--- START ---

PR #1206, opened 2021-09-27
prevent user watch events from updating channel state

DanC5:
# Submit a pull request

### 🎯 Goal

Prevent the message list from re-rendering when users join/leave a channel

### 🛠 Implementation details

Do not initiate an action to update the state returned from the channel reducer when user watch events are received

### 🎨 UI Changes

None

### DIFF
--- a/examples/typescript/yarn.lock
+++ b/examples/typescript/yarn.lock
@@ -10063,15 +10063,6 @@ react-view-pager@^0.6.0:
     resize-observer-polyfill "1.5.0"
     tabbable "1.1.2"
 
-react-virtuoso@^1.10.8:
-  version "1.11.1"
-  resolved "https://registry.yarnpkg.com/react-virtuoso/-/react-virtuoso-1.11.1.tgz#350dc88866b3f42cb396bf8f40b90efc6daaadde"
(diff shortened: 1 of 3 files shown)


zacheryconverse (approved):

examples/typescript/yarn.lock
```diff
@@ -10082,6 +10073,14 @@ react-virtuoso@^1.5.8:
     react-app-polyfill "^1.0.6"
     resize-observer-polyfill "^1.5.1"
 
+react-virtuoso@^2.2.0:
```
petyosi, line 10076: having two react-virtuosos in yarn.lock does not seem right

DanC5: oh interesting, that second one might be coming from the MML library, let me check...

DanC5: yep it's coming from `mml-react` dependency

DanC5: should we make it a peer dep in that repo?

petyosi: I would rather upgrade it TBH

DanC5: ok i'll upgrade it in `mml-react`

--- END ---

Return the data in full, with each line kept exactly as it is.

> [RESPONSE FOR THIS EXERCISE]
PR #1206, opened 2021-09-27
prevent user watch events from updating channel state

DanC5:
# Submit a pull request

### 🎯 Goal

Prevent the message list from re-rendering when users join/leave a channel

### 🛠 Implementation details

Do not initiate an action to update the state returned from the channel reducer when user watch events are received

### 🎨 UI Changes

None

### DIFF
--- a/examples/typescript/yarn.lock
+++ b/examples/typescript/yarn.lock
@@ -10063,15 +10063,6 @@ react-view-pager@^0.6.0:
     resize-observer-polyfill "1.5.0"
     tabbable "1.1.2"
 
-react-virtuoso@^1.10.8:
-  version "1.11.1"
-  resolved "https://registry.yarnpkg.com/react-virtuoso/-/react-virtuoso-1.11.1.tgz#350dc88866b3f42cb396bf8f40b90efc6daaadde"
(diff shortened: 1 of 3 files shown)


zacheryconverse (approved):

examples/typescript/yarn.lock
```diff
@@ -10082,6 +10073,14 @@ react-virtuoso@^1.5.8:
     react-app-polyfill "^1.0.6"
     resize-observer-polyfill "^1.5.1"
 
+react-virtuoso@^2.2.0:
```
petyosi, line 10076: having two react-virtuosos in yarn.lock does not seem right

DanC5: oh interesting, that second one might be coming from the MML library, let me check...

DanC5: yep it's coming from `mml-react` dependency

DanC5: should we make it a peer dep in that repo?

petyosi: I would rather upgrade it TBH

DanC5: ok i'll upgrade it in `mml-react`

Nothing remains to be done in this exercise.